WORK TASK> From the records below, return every line containing the word "Richie".

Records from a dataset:
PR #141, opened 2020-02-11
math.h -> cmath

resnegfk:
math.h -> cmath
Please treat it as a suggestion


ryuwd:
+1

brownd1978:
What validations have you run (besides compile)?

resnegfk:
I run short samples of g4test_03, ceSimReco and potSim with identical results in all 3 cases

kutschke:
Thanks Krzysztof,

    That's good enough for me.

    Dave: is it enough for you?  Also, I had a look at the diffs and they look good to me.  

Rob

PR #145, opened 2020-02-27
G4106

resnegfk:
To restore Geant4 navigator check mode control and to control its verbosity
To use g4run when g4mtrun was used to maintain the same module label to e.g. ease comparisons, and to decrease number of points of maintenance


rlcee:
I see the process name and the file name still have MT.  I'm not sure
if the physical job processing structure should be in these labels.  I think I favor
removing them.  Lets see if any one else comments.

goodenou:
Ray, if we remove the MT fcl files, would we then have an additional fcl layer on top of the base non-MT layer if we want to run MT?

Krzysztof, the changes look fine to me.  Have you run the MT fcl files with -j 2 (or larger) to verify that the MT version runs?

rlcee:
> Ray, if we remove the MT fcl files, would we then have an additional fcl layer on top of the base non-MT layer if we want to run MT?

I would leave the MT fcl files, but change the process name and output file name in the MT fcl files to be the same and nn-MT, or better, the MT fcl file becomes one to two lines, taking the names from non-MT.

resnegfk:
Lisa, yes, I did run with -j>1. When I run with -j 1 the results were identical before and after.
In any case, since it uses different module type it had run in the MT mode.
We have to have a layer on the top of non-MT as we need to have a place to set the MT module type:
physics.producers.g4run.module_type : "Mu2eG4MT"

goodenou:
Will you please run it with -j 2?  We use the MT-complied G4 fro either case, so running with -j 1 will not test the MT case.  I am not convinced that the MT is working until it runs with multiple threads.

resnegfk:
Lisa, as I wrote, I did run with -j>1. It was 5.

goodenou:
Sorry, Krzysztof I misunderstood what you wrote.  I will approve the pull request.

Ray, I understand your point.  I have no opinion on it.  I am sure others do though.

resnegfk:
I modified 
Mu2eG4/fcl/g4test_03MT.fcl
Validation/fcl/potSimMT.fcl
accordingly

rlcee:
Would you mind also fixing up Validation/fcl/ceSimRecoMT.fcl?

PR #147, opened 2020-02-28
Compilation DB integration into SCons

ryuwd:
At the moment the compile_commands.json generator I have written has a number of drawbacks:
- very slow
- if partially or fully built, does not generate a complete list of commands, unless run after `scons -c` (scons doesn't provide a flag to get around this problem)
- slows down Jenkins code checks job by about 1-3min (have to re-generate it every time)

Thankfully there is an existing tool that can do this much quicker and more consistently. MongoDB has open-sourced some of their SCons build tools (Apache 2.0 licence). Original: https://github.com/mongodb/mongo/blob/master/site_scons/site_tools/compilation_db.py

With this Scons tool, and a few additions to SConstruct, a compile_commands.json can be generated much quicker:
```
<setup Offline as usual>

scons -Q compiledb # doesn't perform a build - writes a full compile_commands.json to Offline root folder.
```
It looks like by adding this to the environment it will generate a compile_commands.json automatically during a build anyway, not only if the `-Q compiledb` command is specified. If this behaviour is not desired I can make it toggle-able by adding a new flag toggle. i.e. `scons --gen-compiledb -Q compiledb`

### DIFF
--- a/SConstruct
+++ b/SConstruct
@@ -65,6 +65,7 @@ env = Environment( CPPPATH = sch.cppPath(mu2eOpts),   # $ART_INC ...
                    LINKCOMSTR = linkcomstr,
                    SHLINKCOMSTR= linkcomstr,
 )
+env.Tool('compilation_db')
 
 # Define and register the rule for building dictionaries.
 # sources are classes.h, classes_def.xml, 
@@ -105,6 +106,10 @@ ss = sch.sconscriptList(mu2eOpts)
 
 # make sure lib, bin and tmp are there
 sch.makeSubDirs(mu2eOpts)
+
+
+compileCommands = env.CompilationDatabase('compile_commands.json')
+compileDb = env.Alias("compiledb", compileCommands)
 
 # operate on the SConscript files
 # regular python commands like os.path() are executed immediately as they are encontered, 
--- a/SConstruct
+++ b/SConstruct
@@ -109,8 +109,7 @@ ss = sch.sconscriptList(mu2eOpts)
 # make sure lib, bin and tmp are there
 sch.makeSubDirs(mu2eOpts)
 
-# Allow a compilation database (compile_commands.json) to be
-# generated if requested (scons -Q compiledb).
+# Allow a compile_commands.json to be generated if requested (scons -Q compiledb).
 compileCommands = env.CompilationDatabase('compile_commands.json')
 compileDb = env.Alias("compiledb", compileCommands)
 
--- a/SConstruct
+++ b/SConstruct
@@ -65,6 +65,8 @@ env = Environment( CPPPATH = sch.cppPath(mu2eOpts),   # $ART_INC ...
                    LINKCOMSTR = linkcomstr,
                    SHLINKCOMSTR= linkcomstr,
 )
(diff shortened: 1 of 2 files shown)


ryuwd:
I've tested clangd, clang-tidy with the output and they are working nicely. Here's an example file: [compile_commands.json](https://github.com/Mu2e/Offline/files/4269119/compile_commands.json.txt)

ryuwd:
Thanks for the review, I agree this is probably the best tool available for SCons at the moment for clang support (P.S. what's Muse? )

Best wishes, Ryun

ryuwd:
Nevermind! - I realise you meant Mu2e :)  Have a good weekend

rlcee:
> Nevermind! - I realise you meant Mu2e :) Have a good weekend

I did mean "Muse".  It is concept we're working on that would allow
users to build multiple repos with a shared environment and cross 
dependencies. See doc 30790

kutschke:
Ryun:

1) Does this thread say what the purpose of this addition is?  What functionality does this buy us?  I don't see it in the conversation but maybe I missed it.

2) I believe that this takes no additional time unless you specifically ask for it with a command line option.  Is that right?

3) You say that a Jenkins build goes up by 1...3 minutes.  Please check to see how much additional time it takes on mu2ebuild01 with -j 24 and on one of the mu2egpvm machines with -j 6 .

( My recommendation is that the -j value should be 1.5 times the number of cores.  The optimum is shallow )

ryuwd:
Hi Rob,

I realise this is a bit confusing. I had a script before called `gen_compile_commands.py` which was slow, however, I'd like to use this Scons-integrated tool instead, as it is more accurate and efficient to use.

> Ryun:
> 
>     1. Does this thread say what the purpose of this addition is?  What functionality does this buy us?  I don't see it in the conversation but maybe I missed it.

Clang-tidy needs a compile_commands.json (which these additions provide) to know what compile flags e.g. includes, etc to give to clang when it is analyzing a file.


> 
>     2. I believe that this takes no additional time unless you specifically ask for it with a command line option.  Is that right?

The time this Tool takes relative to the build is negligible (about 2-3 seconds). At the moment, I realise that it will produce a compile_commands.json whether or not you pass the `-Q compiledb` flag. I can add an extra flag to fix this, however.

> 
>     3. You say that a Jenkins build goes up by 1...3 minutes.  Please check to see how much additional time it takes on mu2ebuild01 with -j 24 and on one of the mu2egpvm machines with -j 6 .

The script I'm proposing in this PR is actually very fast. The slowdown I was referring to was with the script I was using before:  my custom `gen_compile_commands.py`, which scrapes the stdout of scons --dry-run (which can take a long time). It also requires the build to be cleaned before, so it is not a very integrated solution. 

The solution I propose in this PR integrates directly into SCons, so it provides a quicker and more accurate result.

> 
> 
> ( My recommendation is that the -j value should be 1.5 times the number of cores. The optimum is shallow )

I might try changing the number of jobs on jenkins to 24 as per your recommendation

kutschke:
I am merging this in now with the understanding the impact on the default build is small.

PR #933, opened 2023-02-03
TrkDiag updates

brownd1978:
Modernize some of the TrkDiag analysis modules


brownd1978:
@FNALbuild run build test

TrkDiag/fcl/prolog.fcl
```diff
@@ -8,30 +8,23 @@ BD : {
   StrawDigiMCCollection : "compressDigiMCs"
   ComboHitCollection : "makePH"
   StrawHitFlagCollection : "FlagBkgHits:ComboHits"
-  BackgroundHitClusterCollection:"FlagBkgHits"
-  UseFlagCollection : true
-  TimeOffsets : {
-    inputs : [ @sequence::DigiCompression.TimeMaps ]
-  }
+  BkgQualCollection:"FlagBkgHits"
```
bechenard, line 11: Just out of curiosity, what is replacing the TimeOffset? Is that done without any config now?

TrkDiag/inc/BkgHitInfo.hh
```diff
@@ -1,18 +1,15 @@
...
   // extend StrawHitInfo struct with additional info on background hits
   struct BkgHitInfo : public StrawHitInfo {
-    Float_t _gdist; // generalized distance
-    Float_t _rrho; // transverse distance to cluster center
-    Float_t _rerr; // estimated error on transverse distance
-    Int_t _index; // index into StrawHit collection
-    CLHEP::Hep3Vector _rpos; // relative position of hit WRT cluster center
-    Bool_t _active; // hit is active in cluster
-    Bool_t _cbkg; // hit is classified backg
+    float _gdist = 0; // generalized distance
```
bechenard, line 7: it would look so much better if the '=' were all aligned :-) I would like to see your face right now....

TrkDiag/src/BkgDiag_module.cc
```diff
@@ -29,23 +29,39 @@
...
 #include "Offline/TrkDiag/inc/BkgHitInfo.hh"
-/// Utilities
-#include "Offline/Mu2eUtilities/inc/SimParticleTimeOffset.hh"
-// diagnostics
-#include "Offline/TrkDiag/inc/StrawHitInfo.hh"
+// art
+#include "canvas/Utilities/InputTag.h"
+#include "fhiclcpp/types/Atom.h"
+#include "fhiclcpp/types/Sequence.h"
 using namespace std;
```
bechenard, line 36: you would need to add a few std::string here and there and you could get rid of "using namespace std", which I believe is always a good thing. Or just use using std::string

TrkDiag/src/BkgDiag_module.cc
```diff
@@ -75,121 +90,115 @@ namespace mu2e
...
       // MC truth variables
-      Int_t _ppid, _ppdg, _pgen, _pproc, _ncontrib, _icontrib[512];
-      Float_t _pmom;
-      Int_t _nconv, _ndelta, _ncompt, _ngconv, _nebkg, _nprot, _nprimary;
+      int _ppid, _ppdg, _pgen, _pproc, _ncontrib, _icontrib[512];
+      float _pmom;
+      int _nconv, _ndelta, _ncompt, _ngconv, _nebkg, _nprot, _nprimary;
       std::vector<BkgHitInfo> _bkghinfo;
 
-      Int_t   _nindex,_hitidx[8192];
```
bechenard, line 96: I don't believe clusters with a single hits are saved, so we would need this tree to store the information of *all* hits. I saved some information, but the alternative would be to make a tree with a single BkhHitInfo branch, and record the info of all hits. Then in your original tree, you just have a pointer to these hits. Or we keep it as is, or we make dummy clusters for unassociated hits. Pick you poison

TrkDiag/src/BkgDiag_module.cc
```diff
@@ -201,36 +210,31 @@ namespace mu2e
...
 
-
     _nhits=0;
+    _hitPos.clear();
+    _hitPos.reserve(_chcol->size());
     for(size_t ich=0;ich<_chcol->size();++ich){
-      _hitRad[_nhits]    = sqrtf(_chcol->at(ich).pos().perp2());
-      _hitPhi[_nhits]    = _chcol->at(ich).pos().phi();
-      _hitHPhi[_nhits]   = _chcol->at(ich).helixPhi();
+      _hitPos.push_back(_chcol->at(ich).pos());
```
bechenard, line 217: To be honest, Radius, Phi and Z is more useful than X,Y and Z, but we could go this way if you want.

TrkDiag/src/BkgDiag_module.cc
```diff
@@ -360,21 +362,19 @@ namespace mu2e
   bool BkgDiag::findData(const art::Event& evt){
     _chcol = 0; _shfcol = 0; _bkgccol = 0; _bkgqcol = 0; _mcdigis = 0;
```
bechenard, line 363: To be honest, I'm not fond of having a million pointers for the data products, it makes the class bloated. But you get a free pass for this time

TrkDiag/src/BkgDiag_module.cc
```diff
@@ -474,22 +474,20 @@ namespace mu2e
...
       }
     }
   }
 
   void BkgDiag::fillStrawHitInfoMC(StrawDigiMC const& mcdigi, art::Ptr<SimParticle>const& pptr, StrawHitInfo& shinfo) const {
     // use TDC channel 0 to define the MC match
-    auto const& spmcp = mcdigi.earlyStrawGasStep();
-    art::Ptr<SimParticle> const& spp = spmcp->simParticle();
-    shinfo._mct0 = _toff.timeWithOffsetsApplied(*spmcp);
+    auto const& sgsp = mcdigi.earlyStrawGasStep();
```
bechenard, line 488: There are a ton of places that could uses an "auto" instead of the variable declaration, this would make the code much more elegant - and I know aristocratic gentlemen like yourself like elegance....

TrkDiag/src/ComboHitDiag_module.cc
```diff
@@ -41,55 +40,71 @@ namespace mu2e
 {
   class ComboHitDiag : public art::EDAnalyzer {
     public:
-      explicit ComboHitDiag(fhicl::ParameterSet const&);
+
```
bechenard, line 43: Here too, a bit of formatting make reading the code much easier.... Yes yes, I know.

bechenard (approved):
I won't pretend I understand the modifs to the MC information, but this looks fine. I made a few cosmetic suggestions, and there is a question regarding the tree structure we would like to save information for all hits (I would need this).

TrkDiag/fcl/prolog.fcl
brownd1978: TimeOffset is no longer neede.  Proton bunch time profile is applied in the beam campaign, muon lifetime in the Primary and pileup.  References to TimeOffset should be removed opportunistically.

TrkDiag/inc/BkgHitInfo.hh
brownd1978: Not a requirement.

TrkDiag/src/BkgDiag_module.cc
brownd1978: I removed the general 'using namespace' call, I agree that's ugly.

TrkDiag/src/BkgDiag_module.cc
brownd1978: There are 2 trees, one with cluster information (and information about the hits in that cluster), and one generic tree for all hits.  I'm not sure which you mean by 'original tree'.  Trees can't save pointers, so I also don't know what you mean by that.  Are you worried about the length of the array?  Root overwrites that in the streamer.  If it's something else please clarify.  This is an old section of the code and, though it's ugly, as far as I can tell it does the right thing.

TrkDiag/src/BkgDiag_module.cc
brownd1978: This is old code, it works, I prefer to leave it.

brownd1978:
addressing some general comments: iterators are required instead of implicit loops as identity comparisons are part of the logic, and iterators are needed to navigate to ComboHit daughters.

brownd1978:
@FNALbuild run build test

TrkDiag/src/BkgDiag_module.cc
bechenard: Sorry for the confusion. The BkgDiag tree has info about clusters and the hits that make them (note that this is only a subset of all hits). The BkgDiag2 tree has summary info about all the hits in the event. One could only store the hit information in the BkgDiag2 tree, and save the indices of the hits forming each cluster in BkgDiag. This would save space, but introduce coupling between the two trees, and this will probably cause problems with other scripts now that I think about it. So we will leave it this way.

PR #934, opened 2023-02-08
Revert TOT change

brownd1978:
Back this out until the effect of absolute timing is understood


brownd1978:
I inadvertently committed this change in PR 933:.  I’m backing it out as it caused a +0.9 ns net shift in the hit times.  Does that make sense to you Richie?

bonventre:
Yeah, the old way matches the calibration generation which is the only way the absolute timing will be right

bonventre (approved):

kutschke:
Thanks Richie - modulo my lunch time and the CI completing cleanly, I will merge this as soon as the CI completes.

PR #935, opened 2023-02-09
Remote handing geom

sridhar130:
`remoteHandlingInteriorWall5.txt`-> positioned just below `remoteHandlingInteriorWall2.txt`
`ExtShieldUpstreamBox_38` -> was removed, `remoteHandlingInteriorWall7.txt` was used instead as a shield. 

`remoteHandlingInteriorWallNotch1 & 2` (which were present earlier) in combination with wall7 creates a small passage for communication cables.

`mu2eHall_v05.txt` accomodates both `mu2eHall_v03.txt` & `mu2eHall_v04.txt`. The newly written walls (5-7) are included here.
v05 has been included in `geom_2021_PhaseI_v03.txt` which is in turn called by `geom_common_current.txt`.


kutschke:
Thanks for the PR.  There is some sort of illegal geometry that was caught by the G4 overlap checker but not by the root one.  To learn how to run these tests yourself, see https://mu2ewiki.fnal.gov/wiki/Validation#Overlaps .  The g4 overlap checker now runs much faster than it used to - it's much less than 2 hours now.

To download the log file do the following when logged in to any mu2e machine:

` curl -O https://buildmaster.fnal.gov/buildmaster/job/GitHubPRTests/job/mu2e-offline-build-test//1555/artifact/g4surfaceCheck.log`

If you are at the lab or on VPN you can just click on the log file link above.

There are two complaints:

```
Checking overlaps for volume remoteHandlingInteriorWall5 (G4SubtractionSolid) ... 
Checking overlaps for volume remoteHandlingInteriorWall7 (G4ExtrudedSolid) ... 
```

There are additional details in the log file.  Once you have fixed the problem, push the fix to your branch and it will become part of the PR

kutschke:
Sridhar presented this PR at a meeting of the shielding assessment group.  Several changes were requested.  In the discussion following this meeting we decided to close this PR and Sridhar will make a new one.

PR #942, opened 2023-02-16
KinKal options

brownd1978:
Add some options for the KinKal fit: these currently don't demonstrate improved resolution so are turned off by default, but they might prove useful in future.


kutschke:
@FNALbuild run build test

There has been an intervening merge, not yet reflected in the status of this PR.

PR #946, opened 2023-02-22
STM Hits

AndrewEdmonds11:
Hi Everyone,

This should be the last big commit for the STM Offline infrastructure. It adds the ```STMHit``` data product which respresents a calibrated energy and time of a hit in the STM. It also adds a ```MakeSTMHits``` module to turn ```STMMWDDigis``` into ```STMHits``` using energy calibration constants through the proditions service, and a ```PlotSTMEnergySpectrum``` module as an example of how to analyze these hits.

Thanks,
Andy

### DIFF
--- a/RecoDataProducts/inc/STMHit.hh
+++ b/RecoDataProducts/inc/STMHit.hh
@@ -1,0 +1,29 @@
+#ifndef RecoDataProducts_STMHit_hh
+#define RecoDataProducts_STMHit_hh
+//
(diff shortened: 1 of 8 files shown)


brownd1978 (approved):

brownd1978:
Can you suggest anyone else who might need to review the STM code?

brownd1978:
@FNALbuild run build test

--

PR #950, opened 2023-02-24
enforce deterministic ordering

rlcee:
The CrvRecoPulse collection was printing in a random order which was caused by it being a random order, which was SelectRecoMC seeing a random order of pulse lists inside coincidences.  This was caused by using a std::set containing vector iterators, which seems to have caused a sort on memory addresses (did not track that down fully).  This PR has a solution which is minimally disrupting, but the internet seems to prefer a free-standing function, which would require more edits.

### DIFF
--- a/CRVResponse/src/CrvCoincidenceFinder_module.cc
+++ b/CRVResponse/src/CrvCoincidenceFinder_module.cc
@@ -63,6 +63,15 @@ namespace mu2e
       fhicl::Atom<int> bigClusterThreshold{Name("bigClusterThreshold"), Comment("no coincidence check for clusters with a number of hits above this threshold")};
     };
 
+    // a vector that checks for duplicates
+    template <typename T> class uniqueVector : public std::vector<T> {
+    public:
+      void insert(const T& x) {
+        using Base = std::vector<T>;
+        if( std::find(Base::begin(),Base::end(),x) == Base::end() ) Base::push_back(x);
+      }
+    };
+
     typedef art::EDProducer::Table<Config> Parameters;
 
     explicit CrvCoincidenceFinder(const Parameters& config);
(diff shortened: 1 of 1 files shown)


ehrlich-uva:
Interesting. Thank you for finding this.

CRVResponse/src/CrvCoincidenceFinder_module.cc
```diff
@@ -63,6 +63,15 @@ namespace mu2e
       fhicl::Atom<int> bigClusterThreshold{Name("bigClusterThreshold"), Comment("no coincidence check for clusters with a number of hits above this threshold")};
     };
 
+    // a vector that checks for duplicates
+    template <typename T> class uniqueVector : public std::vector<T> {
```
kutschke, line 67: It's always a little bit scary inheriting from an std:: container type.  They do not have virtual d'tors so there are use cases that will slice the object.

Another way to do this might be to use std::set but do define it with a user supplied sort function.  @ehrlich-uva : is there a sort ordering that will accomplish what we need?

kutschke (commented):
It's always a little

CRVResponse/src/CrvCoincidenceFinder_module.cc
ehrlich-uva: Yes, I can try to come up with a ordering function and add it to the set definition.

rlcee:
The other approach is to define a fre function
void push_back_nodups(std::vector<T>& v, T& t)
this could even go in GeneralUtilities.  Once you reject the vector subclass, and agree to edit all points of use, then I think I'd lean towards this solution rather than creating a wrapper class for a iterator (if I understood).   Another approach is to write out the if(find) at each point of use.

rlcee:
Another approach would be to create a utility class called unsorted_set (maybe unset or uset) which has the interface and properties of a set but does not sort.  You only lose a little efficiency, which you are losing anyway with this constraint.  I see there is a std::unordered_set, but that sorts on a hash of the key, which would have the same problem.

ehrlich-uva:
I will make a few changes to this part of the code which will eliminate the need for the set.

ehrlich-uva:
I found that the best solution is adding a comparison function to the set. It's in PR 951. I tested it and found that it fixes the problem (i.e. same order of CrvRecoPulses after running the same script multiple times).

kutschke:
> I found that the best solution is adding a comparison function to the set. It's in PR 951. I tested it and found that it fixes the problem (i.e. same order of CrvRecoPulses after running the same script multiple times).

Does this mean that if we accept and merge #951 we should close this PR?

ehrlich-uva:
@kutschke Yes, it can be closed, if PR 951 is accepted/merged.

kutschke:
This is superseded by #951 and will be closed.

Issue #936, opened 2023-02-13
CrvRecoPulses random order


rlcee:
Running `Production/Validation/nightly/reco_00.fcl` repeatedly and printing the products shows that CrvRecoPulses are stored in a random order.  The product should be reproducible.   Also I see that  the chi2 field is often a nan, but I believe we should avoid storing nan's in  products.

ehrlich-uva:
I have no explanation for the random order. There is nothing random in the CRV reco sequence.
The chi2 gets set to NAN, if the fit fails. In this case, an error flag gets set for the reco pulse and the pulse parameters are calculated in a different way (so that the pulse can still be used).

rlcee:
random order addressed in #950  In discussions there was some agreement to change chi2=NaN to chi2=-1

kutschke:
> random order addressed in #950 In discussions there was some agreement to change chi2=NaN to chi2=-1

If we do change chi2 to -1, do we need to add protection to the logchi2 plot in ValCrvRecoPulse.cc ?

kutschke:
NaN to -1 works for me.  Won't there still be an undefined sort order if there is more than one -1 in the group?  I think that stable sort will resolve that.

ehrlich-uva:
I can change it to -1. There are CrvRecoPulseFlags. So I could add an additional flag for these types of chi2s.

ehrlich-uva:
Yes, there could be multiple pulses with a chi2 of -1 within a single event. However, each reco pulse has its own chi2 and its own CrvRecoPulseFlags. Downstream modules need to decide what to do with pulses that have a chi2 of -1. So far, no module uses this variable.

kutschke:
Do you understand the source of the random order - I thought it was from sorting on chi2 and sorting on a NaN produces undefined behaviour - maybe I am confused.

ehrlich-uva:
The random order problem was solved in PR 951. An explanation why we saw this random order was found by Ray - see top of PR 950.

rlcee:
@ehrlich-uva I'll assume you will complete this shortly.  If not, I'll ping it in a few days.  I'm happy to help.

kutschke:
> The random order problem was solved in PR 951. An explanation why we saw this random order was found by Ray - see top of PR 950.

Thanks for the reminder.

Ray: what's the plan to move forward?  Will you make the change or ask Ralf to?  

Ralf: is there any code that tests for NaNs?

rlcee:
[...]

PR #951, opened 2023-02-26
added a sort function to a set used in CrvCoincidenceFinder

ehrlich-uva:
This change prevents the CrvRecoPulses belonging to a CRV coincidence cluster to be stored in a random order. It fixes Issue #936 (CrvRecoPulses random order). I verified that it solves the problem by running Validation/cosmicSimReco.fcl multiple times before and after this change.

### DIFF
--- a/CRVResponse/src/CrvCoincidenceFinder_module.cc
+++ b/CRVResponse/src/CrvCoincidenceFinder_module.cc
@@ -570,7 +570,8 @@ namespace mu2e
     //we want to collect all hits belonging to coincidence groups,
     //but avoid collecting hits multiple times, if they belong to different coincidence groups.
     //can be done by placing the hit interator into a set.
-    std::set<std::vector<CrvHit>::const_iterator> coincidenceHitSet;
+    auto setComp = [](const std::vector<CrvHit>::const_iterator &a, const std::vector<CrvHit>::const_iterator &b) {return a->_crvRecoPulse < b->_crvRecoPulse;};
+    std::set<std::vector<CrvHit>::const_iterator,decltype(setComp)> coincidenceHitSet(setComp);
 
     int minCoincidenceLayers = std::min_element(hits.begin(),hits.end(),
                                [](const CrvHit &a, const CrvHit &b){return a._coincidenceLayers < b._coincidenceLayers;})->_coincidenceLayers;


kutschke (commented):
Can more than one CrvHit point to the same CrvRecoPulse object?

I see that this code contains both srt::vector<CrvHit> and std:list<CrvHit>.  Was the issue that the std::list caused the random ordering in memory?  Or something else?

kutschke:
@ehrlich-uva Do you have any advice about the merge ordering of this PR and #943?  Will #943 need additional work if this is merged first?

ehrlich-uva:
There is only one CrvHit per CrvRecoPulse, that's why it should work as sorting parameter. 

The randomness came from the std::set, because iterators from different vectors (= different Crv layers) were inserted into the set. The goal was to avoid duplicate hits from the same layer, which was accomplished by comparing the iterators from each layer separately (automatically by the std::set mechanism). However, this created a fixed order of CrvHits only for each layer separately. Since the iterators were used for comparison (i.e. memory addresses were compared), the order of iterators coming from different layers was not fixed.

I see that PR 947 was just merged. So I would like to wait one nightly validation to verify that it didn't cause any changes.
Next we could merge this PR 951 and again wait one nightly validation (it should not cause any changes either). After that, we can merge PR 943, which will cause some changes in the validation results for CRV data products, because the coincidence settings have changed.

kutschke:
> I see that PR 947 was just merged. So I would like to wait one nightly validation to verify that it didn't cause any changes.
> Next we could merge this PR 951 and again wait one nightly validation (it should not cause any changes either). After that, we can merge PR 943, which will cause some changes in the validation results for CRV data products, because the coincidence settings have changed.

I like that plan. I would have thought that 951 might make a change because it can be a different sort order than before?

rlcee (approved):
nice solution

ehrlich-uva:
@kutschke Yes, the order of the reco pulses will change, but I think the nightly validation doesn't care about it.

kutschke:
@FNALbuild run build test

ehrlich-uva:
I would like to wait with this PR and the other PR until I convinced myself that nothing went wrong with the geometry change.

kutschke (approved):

ANSWER AREA>
I inadvertently committed this change in PR 933:.  I’m backing it out as it caused a +0.9 ns net shift in the hit times.  Does that make sense to you Richie?
Thanks Richie - modulo my lunch time and the CI completing cleanly, I will merge this as soon as the CI completes.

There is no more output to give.